Вдруг стряпуха говорит:
- Я, кажись, недавно видала, как вы выходили из дворца? Вы, что же,
были на обеде? - И она громко засмеялась над собственной шуткой.
Я сел, достал свои бумаги и хотел попытаться работать, сидя здесь. Я
держал бумагу у себя на коленях и пристально смотрел в пол, чтобы не
отвлекаться; но это не помогало, ничто не помогало мне, я не мог выжать из
себя ни строчки. Вошли две хозяйские девочки и стали шумно играть с
кошкой, а кошка эта была на удивление большая и почти без шерсти; когда
девочки дули ей в глаза, в них появлялись слезы и стекали по носу. Хозяин
и еще двое гостей играли за столом в карты. Только хозяйка, как всегда,
занималась делом - она шила. Она отлично видела, что я не могу писать в
таком шуме, но совсем уже не считалась со мной; она даже улыбнулась, когда
стряпуха спросила, не на обед ли меня пригласили во дворец. Все в доме
относились ко мне враждебно; казалось, после того как я вынужден был с
позором уступить свою комнату другому, это дало всем в доме право
обращаться со мной, как с посторонним. И даже стряпуха, эта маленькая,
черноглазая дрянь, у которой был низкий лоб и совсем плоская грудь,
насмехалась надо мной по вечерам, когда я брал бутерброды. Она часто
спрашивала меня, где я обычно обедаю, что-то она никогда не видела, чтоб я
ковырял в зубах, выходя из "Гранда". Было ясно, что она знает о моем
бедственном положении, и ей доставляет удовольствие напоминать мне об
этом.
Все эти мысли лезут мне в голову, и я не в силах придумать ни одной
реплики для своей пьесы. Мои попытки тщетны; у меня начинает гудеть в
голове, и я, наконец, вынужден бросить работу. Я кладу листки в карман и
поднимаю глаза. Стряпуха сидит прямо передо мной, я смотрю на нее, смотрю
на ее узкую спину и покатые плечи, которые еще даже не окрепли как
следует. Зачем ей нападать на меня? Пусть бы я вышел даже из дворца, что
из этого? Ей-то что за печаль? В последние дни она нагло насмехалась надо
мной, когда я спотыкался на лестнице или, зацепившись за гвоздь, разрывал
куртку. Не далее как вчера она подобрала мои черновики, которые я выбросил
в прихожую, украла эти наброски к моей пьесе и потом читала их в комнате
во всеуслышание, вышучивая меня и осыпая издевками. Я ни разу не обидел ее
и, помнится, ни разу не просил ее оказать мне какую-нибудь услугу.

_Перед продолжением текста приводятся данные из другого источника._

PR #990, opened 2024-11-06
Publisher: Refresh of create/publish values under correct conditions

iLLiCiTiT:
## Changelog Description
Fixed conditions triggering refresh of values in UI.

## Additional info
I've noticed that the condition that should trigger refresh of values in UI has opposite condition to what it should be. Both create and publish attributes should be updated if happened changes in those keys.

## Testing notes:
As far as I know this feature is not used at this moment. It should be possible to fake it. For example in Create plugin, register listen to value changes and make sure instance has 2 checkboxes, when checkbox 1 changes value, also change value of checkbox 2 to the same value in the callback. That change done by create plugin should be propagated to UI.

### DIFF
--- a/client/ayon_core/tools/publisher/widgets/product_attributes.py
+++ b/client/ayon_core/tools/publisher/widgets/product_attributes.py
@@ -232,7 +232,7 @@ class CreatorAttrsWidget(QtWidgets.QWidget):
         for instance_id, changes in event["instance_changes"].items():
             if (
                 instance_id in self._current_instance_ids
-                and "creator_attributes" not in changes
+                and "creator_attributes" in changes
             ):
                 self._refresh_content()
                 break
@@ -498,7 +498,7 @@ class PublishPluginAttrsWidget(QtWidgets.QWidget):
         for instance_id, changes in event["instance_changes"].items():
             if (
                 instance_id in self._current_instance_ids
-                and "publish_attributes" not in changes
+                and "publish_attributes" in changes
             ):
                 self._refresh_content()
                 break


BigRoy (approved):
I guess the changed code does make sense. :) didn't test.

iLLiCiTiT:
For future reference, this was my testing create plugin in traypublisher
```python
from ayon_core.lib.attribute_definitions import BoolDef

from ayon_traypublisher.api.plugin import TrayPublishCreator


class ExampleCreator(TrayPublishCreator):
    """Creates instance from file and retains its original name."""

    identifier = "io.ayon.example"
    label = "Example test"
    product_type = "example"
    description = "Example create plugin"
    extensions = [
        ".mov", ".mp4", ".mxf", ".m4v", ".mpg", ".exr",
        ".dpx", ".tif", ".png", ".jpg"
    ]

    def get_icon(self):
        return "fa.file"

        # Create new instance
        self._create_instance(product_name, instance_data, self.product_type)

    def register_callbacks(self):
        self.create_context.add_value_changed_callback(self._on_value_change)

    def _on_value_change(self, event):
        for item in event["changes"]:
            instance = item["instance"]
            if (
                instance is None
                or instance.creator_identifier != self.identifier
            ):
                continue
            changes = item["changes"].get("creator_attributes", {})

            if "bool_value_1" in changes:
                value = changes["bool_value_1"]
                instance.creator_attributes["bool_value_2"] = value

    def get_attr_defs_for_instance(self, instance):
        return [
            BoolDef(
                "bool_value_1",
                default=True,
                label="Bool 1",
            ),
            BoolDef(
                "bool_value_2",
                default=True,
                label="Bool 2",
            ),
        ]

    def get_pre_create_attr_defs(self):
        return []

    def get_product_name(self, *args, **kwargs):
        return f"An Instance"
```

BigRoy:
In that case - it looks like [this use case](https://github.com/ynput/ayon-maya/blob/8992e3b3920a0b69c5dedb349421e0b852106028/client/ayon_maya/plugins/create/create_maya_usd.py#L20-L46)? Are you sure it didn't work before?

iLLiCiTiT:
> Are you sure it didn't work before?

Not for me in traypublisher.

Напротив, по вечерам я сам стелил себе постель на полу, не желая ее
утруждать. Она смеялась надо мной еще и потому, что у меня выпадали
волосы. По утрам в умывальнике плавали волосы, и это ее смешило. Башмаки у
меня прохудились, в особенности тот, что попал под хлебный фургон, она и
над этим насмехалась. "Вот так башмаки, прости господи! - говорила она. -
Глядите, каждый что твоя собачья конура!". Да, мои башмаки и в самом деле
были изношены; но я не мог покамест обзавестись другими.
Я вспоминаю все это и удивляюсь открытой враждебности со стороны
стряпухи, а девочки начинают тем временем дразнить старика, лежащего на
кровати. Они прыгали вокруг него и были целиком поглощены этим занятием.

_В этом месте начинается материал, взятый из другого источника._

PR #998, opened 2024-11-07
Fix support for scriptsmenu running commands in PySide6

BigRoy:
## Changelog Description

Fix support of scripts menu in Qt6, e.g. Maya 2025.

## Additional info

This initially tried to fix it https://github.com/ynput/ayon-core/pull/669 however it did fix the "startup" error but it did make it fail to trigger the actual command from the menu entry due to the callback check when running a menu entry.

## Testing notes:

1. Launch Maya 2025
2. Run an action from the Custom Tools menu

This should also be backwards compatible in older Python versions, so also test e.g. Maya 2022, 2023 or 2024.

I personally tested on Windows in Maya 2022.3, Maya 2024.2 and 2025.3.

### DIFF
--- a/client/ayon_core/vendor/python/scriptsmenu/action.py
+++ b/client/ayon_core/vendor/python/scriptsmenu/action.py
@@ -1,6 +1,6 @@
 import os
 
-from qtpy import QtWidgets
+from qtpy import QtWidgets, QT6
 
 
 class Action(QtWidgets.QAction):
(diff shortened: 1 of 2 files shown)


client/ayon_core/vendor/python/scriptsmenu/action.py
```diff
@@ -112,20 +112,21 @@ def run_command(self):
...
         function will trigger all callbacks. When a callback function returns a
         non zero integer it will not execute the action's command
-
         """
 
         # get the current application and its linked keyboard modifiers
         app = QtWidgets.QApplication.instance()
         modifiers = app.keyboardModifiers()
+        if not QT6:
+            modifiers = int(modifiers)
```
iLLiCiTiT, line 124: We could use the advantage that modifiers in PySide6 are enum items (they have `name` and `value` attributes).
```suggestion
        if not hasattr(modifiers, "value"):
            modifiers = int(modifiers)
```

BigRoy: Feels a bit less explicit than it being Qt6 related - why do you feel that's nicer?

iLLiCiTiT: I didn't say nicer, but it does not require import of `QT6`.

iLLiCiTiT (approved):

Потом они стали щекотать у него в ушах соломинками. Поначалу я не
вмешивался. Старик и пальцем не шевельнул, чтобы от них избавиться; он
лишь смотрел на своих мучительниц яростным взглядом, когда они его
щекотали, да мотал головой, чтобы освободиться от торчавших из ушей
соломинок.
Это зрелище становилось для меня невыносимым, но я не мог отвести глаз.
Отец иногда поднимал голову от карт, смеялся выходкам девочек и даже
обращал на это внимание своих партнеров. Почему старик не пошевельнется?